Abbreviations: FMA, foundational model of anatomy; HPO, human phenotype ontology; NLP, natural language processing; UMLS, unified medical language system.

In terms of the distribution of categories, Core has 2 extensions, 5 toolings, and 3 applications; Expanded has 7 extensions, 1 tooling, and 2 applications. Although this distribution should not be generalized as the thematic categorization of the entire data sets, it confirms that the landmark papers in Core have put large efforts toward 1) auditing and enhancing UMLS resources and 2) developing novel approaches for knowledge creation in biomedicine. These findings can also be mapped to the visual region formation in Figure 4 upper. Two extensions (C0 and C2), 5 toolings (C1, C3, C5, C6, and C7), and 1 application (C4) formed the UR region. Despite the categorical differences, 1 consistent theme identified in these papers is to make UMLS and its related resources more accessible and error-free.

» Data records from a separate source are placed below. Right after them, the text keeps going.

PR #4299, opened 2026-07-30
halcompile: reject declarations that export the same HAL name (2.9 backport)

tzuohann:
2.9 backport of #4298.

`pin in float my_input` is exported as `component.N.my-input` — underscores become dashes (comp.adoc, HALNAME).

A component that declares both `x_y` and `x_y_` exports both as `x-y`. halcompile accepts it; the module then fails at loadrt:

```
HAL: ERROR: duplicate variable 'collide.0.x-y'
collide: rtapi_app_main: Invalid argument (-22)
```

`check_name_ok()` only compares declared names. `check_hal_name()` rejects the collision at the offending line and points at the HALNAME documentation. Functions are tracked separately from pins and params, which share one namespace in `hal_lib.c`.

Docs: NAMES section in the halcompile man page, note under the HALNAME table in comp.adoc. Tests: `tests/halcompile/halname`. All 119 in-tree `.comp` files preprocess with no new output.

Man page there is the tracked troff `docs/man/man1/halcompile.1`, not the adoc.

🤖 Generated with [Claude Code](https://claude.com/claude-code)

### DIFF
--- a/docs/man/man1/halcompile.1
+++ b/docs/man/man1/halcompile.1
@@ -76,7 +76,13 @@ Install \fB.c\fR and \fB.py\fR files into the proper directory for HAL non-realt
 Extract documentation from \fB.comp\fR files into \fB.9\fR manpage files in the proper system directory (the \fB\-\-install\fR flag), which may require \fIsudo\fR to write to system directories.
 .IP \(bu 4
 Preprocess \fB.comp\fR files into \fB.c\fR files (the \fB\-\-preprocess\fR flag)
-.SH "SEE ALSO"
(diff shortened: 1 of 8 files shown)


grandixximo:
Had a weird CI failure, re-running, @BsAtHome shmem issue in 2.9?

BsAtHome:
> Had a weird CI failure, re-running, @BsAtHome shmem issue in 2.9?

No idea...

However, I do not think this should be backported. At least we should have an agreement how this must be done before we can think about backporting.

PR #4308, opened 2026-07-31
homing: Remove the unconditional assignment to prevent race

### LINKED ISSUE #4283: Investigate intermittent CI fail on homing

### LINKED ISSUE #4289: homing: dead race-prevention guard in base_write_homing_out_pins (double write)
Found while reviewing the getter/setter conversion of the motion module (#4286), which faithfully reproduces this master code.

`src/emc/motion/homing.c`, `base_write_homing_out_pins()` (around line 547):

```c
if(!(*(addr->homing) && !H[jno].homing && homing_active)) {
    // Prevent race condition.
    // ... Do not update the homing status when going from homing --> not homing
    // and the state machine is still active. The homing status deassertion
    // must be delayed until the state machine is done.
    *(addr->homing) = H[jno].homing;
}
*(addr->homing) = H[jno].homing;       // OUT
```

The `if` guard exists to skip the pin update in one specific case (homing -> not homing while the state machine is still active), so the `homing` pin deassertion is delayed and a new homing command cannot fail on a stale state.

But the very next line writes the same value to the same pin unconditionally. Whenever the guard skips its own write, the following line does it anyway. The guard has no effect; the race it describes is not actually prevented.

Two possible fixes, depending on which behavior is intended:

1. The delayed deassertion is needed: delete the unconditional write (keep only the guarded one).
2. The eager update has proven fine in practice: delete the dead guard and its comment.

I do not know which is correct; the comment suggests (1), but the code has effectively been doing (2) for a long time without obvious fallout.

BsAtHome:
The race condition identified and fixed in #3800 did not correctly remove the unconditional assignment as noted in #4289. Therefore, the fix was incomplete.
The race issue was present in both controller.c and homing.c. The controller one was correctly addressed and addressed internal consistency whereas the homing.c version addresses a pin and external synchronization.

It is unknown if this fixes #4283 because the linuxcncrsh race does not involve a pin afaics. We'll have to look into that some more.

Fixes #4289.

### DIFF
--- a/src/emc/motion/homing.c
+++ b/src/emc/motion/homing.c
@@ -557,7 +557,6 @@ static void base_write_homing_out_pins(int njoints)
             // must be delayed until the state machine is done.
             hal_set_bool(addr->homing, H[jno].homing);
         }
-        hal_set_bool(addr->homing,     H[jno].homing);     // OUT
         hal_set_bool(addr->homed,      H[jno].homed);      // OUT
         hal_set_si32(addr->home_state, H[jno].home_state); // OUT
         // index_enable is a HAL_IO pin: the encoder driver also writes it


grandixximo:
This is the missing half of #3800. The conditional write you added in `homing.c` was immediately overwritten by the unconditional `hal_set_bool(addr->homing, H[jno].homing)` on the next line, so the HAL pin still dropped before `homing_active` cleared. I reproduced it with a 2-joint sim where joint 0 finishes while joint 1 is stalled waiting for an index pulse; on base the `joint.0.homing` pin goes `(1,0) → (0,0) → (0,1)`, i.e. it deasserts while the state machine is still active. With #4308 the same run gives `(1,0) → (1,1)` — the pin stays high until the sequence is truly done.

This closes the HAL-pin path from #4289. It does not fix #4283; that failure is in the NML/motion mode-switch path (`set_operating_mode` discarding the request when `INPOS` is false), which is what #4284 addresses.

PR #4310, opened 2026-07-31
hal: Update first batch of C components to use getter/setter

BsAtHome:
These are the first batch of components converted to getter/setter that are partly or in whole written C. There is nothing really wild in the conversion.

Several places have had old hal types replaced with the proper rtapi types. The hal types were being abused as normal variable types, making things unnecessarily slow.

There are several places that could have been optimized or streamlined. Some places it was improved, other places it was not. A future sweep across all components should review them anyway and then can be improved.

The debounce.c component has a possible define to export the state variable as a parameter. It was opted to use the preprocessor to select a hal type or a normal type and add access-functions to wrap read/write to the state. Normally, the EXPORT_STATE is undefined and using a normal variable is faster. Otherwise it would have been unnecessarily slower going though the volatility of hal types.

Lastly, C8 and C9 belong to the LL region where advanced text analytics with the clinical text is a major theme. In Expanded, landmark papers have brought a wide range of UMLS extensions and new terminologies for specific applications. As illustrated in Figure 4 lower, 1 tooling (E0) and 2 extensions (E1 and E2) formed the LR region. The UL region consisted of 5 extensions (E3, E4, E5, E6, and E8) and 2 applications (E7 and E9). Except for the applications, the landmark articles in Expanded made a concerted effort for extensible ontologies with profound biomedical concepts.

DISCUSSION

RQ1: What are the intellectual driving forces of UMLS resources and projects?

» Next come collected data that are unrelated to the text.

PR #4313, opened 2026-08-01
halcompile: support names= for count_function components

### LINKED ISSUE #4303: carousel: loadrt with names= fails (rtapi_app exits without becoming ready)
Loading carousel with an explicit instance name fails, while the default count-based load works.

Reproduced on current master (uspace sim, RIP build):

    loadrt carousel names=car

gives:

    waitpid failed rtapi_app carousel
    rtapi_app exited without becoming ready
    insmod for carousel failed, returned -1

Plain `loadrt carousel` loads fine.

carousel uses `option count_function` with its own get_count, so names-based instantiation may not be wired up for it. Not sure whether names= is supposed to work here; if it is not supported, an explicit error at load would be nicer than rtapi_app dying.

grandixximo:
Fixes #4303.

Components that use `option count_function` get their instance count from `get_count()` instead of a `count=` module parameter. The code generator also omitted the `names=` module parameter and parsing for these components, so `loadrt ... names=...` failed with:

    Unknown parameter `names=...'

Affected components: carousel, multiswitch, bldc, serport, pcl720, mesa_7i65.

Change `src/hal/utils/halcompile.g` so `count_function` components still declare and parse `names=`. If names are supplied, use them as instance prefixes; otherwise fall back to `get_count()` and the usual numeric names.

Tested:

- `loadrt carousel names=car`
- `loadrt carousel names=ca,cb pockets=8,12`
- `loadrt multiswitch names=ms cfg=4`
- `loadrt bldc names=bl cfg=h`
- `loadrt serport names=sp io=0x3f8`
- default `loadrt carousel`, `loadrt multiswitch cfg=4`, `loadrt bldc cfg=h`

### DIFF
--- a/src/hal/utils/halcompile.g
+++ b/src/hal/utils/halcompile.g
@@ -555,15 +555,22 @@ static int comp_id;
             print("    int arg = simple_strtol(argstr, NULL, 0);", file=f)
             print("    return export(prefix, arg);", file=f)
             print("}"   , file=f)
-        if not options.get("singleton") and not options.get("count_function") :
-            print("static int default_count=%s, count=0;" \
-                % options.get("default_count", 1), file=f)
-            if options.get("userspace"):
-                print("char *names[%d] = {NULL,};"%(MAX_USERSPACE_NAMES), file=f)
+        if not options.get("singleton"):
+            if not options.get("count_function"):
+                print("static int default_count=%s, count=0;" \
+                    % options.get("default_count", 1), file=f)
+                if options.get("userspace"):
+                    print("char *names[%d] = {NULL,};"%(MAX_USERSPACE_NAMES), file=f)
+                else:
+                    print("RTAPI_MP_INT(count, \"number of %s\");" % comp_name, file=f)
+                    print("char *names = \"\"; // comma separated names", file=f)
+                    print("RTAPI_MP_STRING(names, \"names of %s\");" % comp_name, file=f)
             else:
-                print("RTAPI_MP_INT(count, \"number of %s\");" % comp_name, file=f)
-                print("char *names = \"\"; // comma separated names", file=f)
-                print("RTAPI_MP_STRING(names, \"names of %s\");" % comp_name, file=f)
+                if options.get("userspace"):
+                    print("char *names[%d] = {NULL,};"%(MAX_USERSPACE_NAMES), file=f)
+                else:
+                    print("char *names = \"\"; // comma separated names", file=f)
+                    print("RTAPI_MP_STRING(names, \"names of %s\");" % comp_name, file=f)
         if has_personality:
             init1 = str(int(options.get('default_personality', 0)))
             init = ",".join([init1] * MAX_PERSONALITIES)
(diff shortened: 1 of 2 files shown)


BsAtHome:
But isn't the problem that with count_function you have a user-supplied count function? You actually do not know what you are supposed to have in names because you are not counting names. The user is counting and you have no control over that.

grandixximo:
@BsAtHome You are right. With `count_function` the count is determined by `get_count()`, so `names=` should only supply the instance names for that count, not replace the count.

I updated the patch to do exactly that:
- call `get_count()` first;
- parse the `names=` list and count the entries;
- if the length matches `get_count()`, export the instances with the supplied names;
- otherwise fail with a clear error like `names= count (2) does not match carousel count (1)`;
- if no `names=` is given, keep the existing numeric naming.

Tested on carousel, multiswitch, bldc, and serport with matching names, mismatching names, and default loads. The PR branch is force-pushed with the revised commit.

src/hal/utils/halcompile.g
```diff
@@ -608,15 +615,88 @@ static int comp_id;
...
+                print("        for(i=0; (i < max_names) && names[i] && r == 0; i++) {", file=f)
+                if has_personality:
+                    print("            r = export(names[i], i, p_value(\"%s\", names[i], i) );"%comp_name, file=f)
+                else:
+                    print("            r = export(names[i], i);", file=f)
+                print("            if(r != 0) break;", file=f)
+                print("        }", file=f)
+                print("    } else {", file=f)
+            else:
+                print("        char name_list[64][HAL_NAME_LEN+1];", file=f)
```
BsAtHome: Why is it necessary to use the stack for all names?

Would stream-processing be bad? Yes, you'd create stuff before you error out, but that is the case most of the times.

src/hal/utils/halcompile.g
```diff
@@ -608,15 +615,88 @@ static int comp_id;
                 print("    r = export(\"%s\", 0);" % \
                         to_hal(removeprefix(comp_name, "hal_")), file=f)
         elif options.get("count_function"):
-            print("    for(i=0; i<count; i++) {", file=f)
-            print("        char buf[HAL_NAME_LEN + 1];", file=f)
-            print("        rtapi_snprintf(buf, sizeof(buf), " \
+            print("    if(names[0]) {", file=f)
+            if options.get("userspace"):
```
BsAtHome: Are you sure we need to have this as a userspace component?

src/hal/utils/halcompile.g
grandixximo: I used `name_list[64][HAL_NAME_LEN+1]` so I could count the names and compare with `get_count()` before exporting any instance. Stream-processing in one pass would avoid the buffer but would export instances before discovering a count mismatch, then fail. Is that acceptable here?

src/hal/utils/halcompile.g
grandixximo: I added the userspace path for symmetry; no current component sets both `count_function` and `userspace`. Should I drop it and make that combination a generator error instead?

src/hal/utils/halcompile.g
BsAtHome: Yeah, this is kernel and you don't want to stress the stack.
Besides, this is not time critical, so you could just count the names before separating them out. You can even test their validity in that pass.

src/hal/utils/halcompile.g
BsAtHome: Userspace components generally are singletons. There is not much point in making multiple instances of a userspace component.
Why would you want multiple userspace instances? What is the use case?

grandixximo: @BsAtHome Hypothetical use case: a userspace driver that enumerates attached devices via `get_count()` and you want semantic names instead of `component.0`, `component.1`. For example a USB VFD driver that finds two spindles and you want `vfd.spindle_main` and `vfd.spindle_aux`, or an axis helper that exports `axis.x`, `axis.y`, `axis.z`.

Not that it is needed today; no current component uses both. But if the path is implemented and works, is there a strong reason to forbid it? Maintenance cost seems low since the generator already has to parse `names=` for other userspace components.

If we keep it, should `comp.adoc` get a note that `userspace` + `count_function` + `names=` is supported, or is it better left undocumented as an edge case?

andypugh:
I can definitely see an application for multiple instances of "thermistor" (and possibly hal_input but that isn't a .comp).
I am away from the LinuxCNC machines at the moment so don't actually know how they currently work for multiple instances.

BsAtHome:
But thermistor does a `FOR_ALL_INSTS() {}` loop. So it should already support multiple counts/names.

grandixximo:
@andypugh Before this PR, userspace components without `count_function` support `names=` but one load gives one instance. Multiple instances mean multiple processes (`loadusr -W thermistor names=bed`, `loadusr -W thermistor names=hotend`, ...). `hal_input` is a singleton C component. For modbus you would run one process per port.

This PR only affects userspace components that also set `option count_function`; `thermistor` and `hal_input` do not, so they are unchanged. The hypothetical use case is a single userspace process that derives instance count from hardware/config via `get_count()` and exports named instances (`vfd.spindle_main`, `vfd.spindle_aux`, or `modbus.port0`, `modbus.port1`) without spawning multiple processes. Whether that is worth supporting is the open question Bertho raised.

grandixximo:
@BsAtHome @andypugh You are right, thermistor already supports multiple instances via `count=` or `names=` because it does not use `count_function`. My "one load gives one instance" was wrong.

Corrected framing:

- Userspace components without `count_function` already support multiple instances via `count=` or `names=`.
- This PR only affects userspace components that use `count_function`; for those, `names=` previously failed with "Unknown parameter".
- The open question is whether `userspace` + `count_function` + `names=` is a combination worth keeping, or whether it should be a generator error.

grandixximo:
@BsAtHome @andypugh Rethinking the userspace + count_function path: it does not cleanly mirror either existing pattern.

Userspace without `count_function` parses `names=` into an array and exports one instance per supplied name. RT with `count_function` parses a comma string and requires the count to match `get_count()`. The hybrid I added keeps the array parse but adds a `get_count()` check, which fits neither model.

Options are:

1. Restructure userspace `names=` parsing to match RT (risky for existing userspace components).
2. Let `names=` override `get_count()` in userspace (Bertho already flagged this as wrong).
3. Make `userspace` + `count_function` a generator error and keep the RT-only fix.

I lean toward option 3. The actual issue #4303 is about RT components like `carousel`; the userspace path was speculative. Erroring avoids inconsistency and prevents users from writing ambiguous configs.

src/hal/utils/halcompile.g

The dual-map overlays and subject category assignments revealed the following. First, the core UMLS research is interdisciplinary. The studies published in medicine and biology heavily cited each other and other technical papers (systems, computing, and computer). The subject domains, such as medical informatics and computer and healthcare sciences, are the driving forces of the emergence of UMLS resources and projects. Second, the diffusion of knowledge represented in the Expanded data set was led by more multidisciplinary efforts such as biological and medical sciences and mathematics. Although they are not yet fully interdisciplinary, scientific communities are characterized by medical informatics, computer and healthcare sciences, biochemical technologies, and genetics, and further by software engineering and pharmacology and pharmaceutics. In conclusion, our analysis confirms that scientific profile and knowledge diffusion of the UMLS research are boundary-spanning to applications in a variety of contexts.

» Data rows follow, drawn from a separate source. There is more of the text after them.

Issue #4302, opened 2026-07-31
gantry: loadrt without personality crashes rtapi_app when function runs


grandixximo:
Loading gantry without a personality modparam and adding its function to a thread segfaults rtapi_app.

Reproduced on current master (uspace sim, RIP build):

    loadrt threads name1=t period1=1000000 fp1=0
    loadrt gantry
    addf gantry.0.read t
    start

rtapi_app dies as soon as the thread runs.

What I think happens: personality defaults to 0, so no joint pins are created, but FUNCTION(read) unconditionally accesses joint_home(0) (and again limit=joint_home(0)) before the `while (i < personality)` loop. With zero pins that reference is invalid.

Documented usage always passes personality=N, which works fine, so this only bites on a bare loadrt. Might be worth either erroring out at load when personality == 0, or guarding the first-joint access.

BsAtHome:
Yes, this may even be an error that is present in other components too. It wasn't introduced with the recent changes. This code has always been vulnerable.

The fix of all the components that require `personality > 0` at runtime should have a check somewhere, somehow. Not sure how this can be solved in a generic fashion.

grandixximo:
A generic fix rather than one by one sounds more elegant, I'll check if that's possible

grandixximo:
@BsAtHome, I took a look. I think a general fix is worth doing but narrower than I first expected. I would like your read on the shape before I draft a PR.

After my gantry fix, none of the other 13 `personality`-using comps crash on `personality=0`. They either loop safely on `personality` (silent no-op), clamp/default in `EXTRA_SETUP` (`lincurve` min 2, `limit_axis` min 2, `moveoff` =>3, `multiswitch` from `cfg`, `carousel` from `pockets`), or treat p=0 as a real working config (`bldc` VFD mode at `bldc.comp:418`). The blanket "reject p=0" rule is out because of `bldc`.

The real defect is in `halcompile`: array-sized pins `[MAX:count]` get only an upper-bound check (`if((cnt) > (lim)) ... -ENOSPC`), never a lower bound, so `count=0` exports nothing but the FUNCTION body happily dereferences NULL. The hand-written C components all do `if (howmany <= 0) return -EINVAL;` themselves, so the gap is just the generator.

Two things I would propose:

[...]

PR #4314, opened 2026-08-01
max31855: reject personality above 15 at load time

grandixximo:
Follow-up to the discussion on #4302.

max31855 sizes its sensor pins by `(personality & 0xf)` but indexes them with the raw value capped at 15. `personality=16` exports zero sensor pins while the function accesses 15 of them, dereferencing NULL pin pointers and killing rtapi_app as soon as the function runs in a thread.

Repro (uspace sim, RIP build):

    loadrt threads name1=t period1=100000 fp1=0
    loadrt max31855 personality=16
    addf max31855.0.bitbang-spi t
    start

Before: rtapi_app dies within one thread period of `start`. Silent in POSIX fallback: halrun still exits 0 and halcmd keeps answering from shm; only `pgrep -x rtapi_app` shows it.
After: `loadrt` fails with `max31855: personality must be at most 15 (use personality=N to set the number of sensors)`.

Also adds the agreed comp.adoc note: components with personality-sized pins should validate the value in EXTRA_SETUP and return -EINVAL, with an example.

### DIFF
--- a/docs/src/hal/comp.adoc
+++ b/docs/src/hal/comp.adoc
@@ -515,6 +515,34 @@ If the requested number of instances exceeds the number of allowed personalities
 personalities are assigned by indexing modulo the number of allowed personalities.
 A message is printed denoting such assignments.
 
+[NOTE]
+====
+If a component uses personality, then it should generally check its value.
+The value of personality is zero if the 'personality=N' argument is not provided to loadrt.
+Pins and params whose personality constraint evaluates to zero are not created, and their memory remains NULL.
+Unconditionally accessing such a pin or param dereferences a NULL pointer and crashes the realtime process.
+
+You can use a test in EXTRA_SETUP() to test the acceptable values of personality for your component.
+You should return -EINVAL if your conditions are not met.
+
+Example testing personality:
+
+[source,c]
+----
+EXTRA_SETUP(){
+    // Silence warnings for the unused arguments.
+    (void)prefix;
+    (void)extra_arg;
+    if (personality < 1) {
+        rtapi_print_msg(RTAPI_MSG_ERR,
+            "mycomp: personality must be >= 1 (use personality=N to set the number of channels)\n");
+        return -EINVAL;
+    }
+    return 0;
+}
+----
+====
+
 == Examples
 
 === constant
--- a/src/hal/components/max31855.comp
+++ b/src/hal/components/max31855.comp
@@ -43,6 +43,7 @@ variable unsigned data_frame [15];
 variable unsigned state = 1;
 
 option period no;
+option extra_setup yes;
 function bitbang_spi;
 license "GPL";
 author "Joseph Calderon";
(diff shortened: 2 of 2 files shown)


docs/src/hal/comp.adoc
```diff
@@ -515,6 +515,26 @@ If the requested number of instances exceeds the number of allowed personalities
 personalities are assigned by indexing modulo the number of allowed personalities.
 A message is printed denoting such assignments.
 
+[NOTE]
+Pins and parameters whose "if condition" or "[maxsize : condsize]" evaluates to false or zero are not exported,
+and the instance memory for them is left zeroed, so accessing such a pin from a function body dereferences a NULL pointer and crashes the realtime process.
+A component that uses 'personality' to size its pins or parameters should validate the value in EXTRA_SETUP()
+and return -EINVAL with a clear message for configurations that would export no pins:
```
BsAtHome: These are very long sentences. Maybe split it up in smaller sentences.
It also ends with a colon?

docs/src/hal/comp.adoc
```diff
@@ -515,6 +515,26 @@ If the requested number of instances exceeds the number of allowed personalities
...
+
+[source,c]
+----
+EXTRA_SETUP(){
+    (void)prefix;
+    (void)extra_arg;
```
BsAtHome, line 535: These may need a comment in the example why they are present.

docs/src/hal/comp.adoc
grandixximo: Split in shorter sentences.
The sentence was preamble to the code, the colon was the glue, made it more specific.

docs/src/hal/comp.adoc
grandixximo: commented

docs/src/hal/comp.adoc
grandixximo: See if it reads better now, or did I overdo it?

BsAtHome:
What about:
```adoc
[NOTE]
----
If a component uses personality, then it should generally check its value.
The value of personality is zero if the 'personality=N' argument is not provided to loadrt.
Any unconditional access to pins or params created by personality constraints, when zero, causes a crash.
Pins and params are not created when personality is zero and its memory remains NULL.
Accessing a not created pin or param accesses a NULL pointer, which inevitably leads to a crash.

You can use a test in EXTRA_SETUP() to test the acceptable values of personality for your component.
You should return -EINVAL if your conditions are not met.

Example testing personality:
[source,c]
...

----
```

BsAtHome:
A real bikeshed moment :-)

grandixximo:
Continuing the bikeshed painting: I kept your first two sentences and the remedy paragraph verbatim, and merged the three middle ones into a cause-then-effect pair, since they said "crash" twice and "a not created pin" read clunky to me. I feel it reads better like this, but your version is acceptable to me too if you prefer it.

```
[NOTE]
====
If a component uses personality, then it should generally check its value.
The value of personality is zero if the 'personality=N' argument is not provided to loadrt.
Pins and params whose personality constraint evaluates to zero are not created, and their memory remains NULL.
Unconditionally accessing such a pin or param dereferences a NULL pointer and crashes the realtime process.

You can use a test in EXTRA_SETUP() to test the acceptable values of personality for your component.
You should return -EINVAL if your conditions are not met.

Example testing personality:

[source,c]
----
```

BsAtHome:
I like your color too.

grandixximo:
Ok, it's already in, ready to merge

PR #4315, opened 2026-08-01
CI: Retry rtai downloads if they fail (often connection resets)

BsAtHome:
There are regular "connection reset" errors when downloading the RTAI kernel debs from github's own servers. This interrupts the build and fails CI.

This PR adds retry options to cURL so that transient errors are ignored. It will retry up to 5 times with 2 second delay in between. Errors that are more persistent will still make CI fail and that should be alright.

### DIFF
--- a/.github/scripts/install-rtai.sh
+++ b/.github/scripts/install-rtai.sh
@@ -1,4 +1,4 @@
-#!/bin/sh
+#!/bin/bash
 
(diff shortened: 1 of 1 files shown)


grandixximo:
I never actually notices the errors, it just seems frozen sometimes, let's try and see if it improves...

RQ2: What thematic patterns characterize the domain’s historical footprint?

The investigation of keyword co-occurrence revealed the early-phase research themes regarding UMLS resources, such as 1) development and 2) knowledge representation and information creation, as general objectives. These topics were followed by efforts for tooling and applications in broader contexts, such as semantic networking, information extraction, and text mining. The bursting keywords confirmed that informatics as a novel approach for knowledge discovery received significant attention. In the expanded context, thematic patterns, identified in the later phases of Core, were of greatest interest during the earlier phase. Moreover, applications, such as knowledge discovery in health records, were among the important themes. The bursting keywords in Expanded confirmed the medical informatics and bioinformatics as methodological driving forces of such endeavors. The following topics are also confirmed as prevalent concepts in the expanded data set: resource usability, ontology extension, health records management, and derivative databases. The document co-citation networks revealed that most core landmark papers belong to the earlier phases. The canonical endeavors include 1) auditing and enhancing UMLS resources and tools and 2) developing novel approaches for knowledge creation. The landmarks in Expanded focused more on the extensions of medical ontologies and advanced analytics. With the high concentration of keywords in the earlier phases, we argue that these topics have reached intellectual maturity. We also observed that scientific communities of UMLS research and its broader contexts have coevolved, exerting influence on each other.

RQ3: What are the emerging tools and applications, and current challenges?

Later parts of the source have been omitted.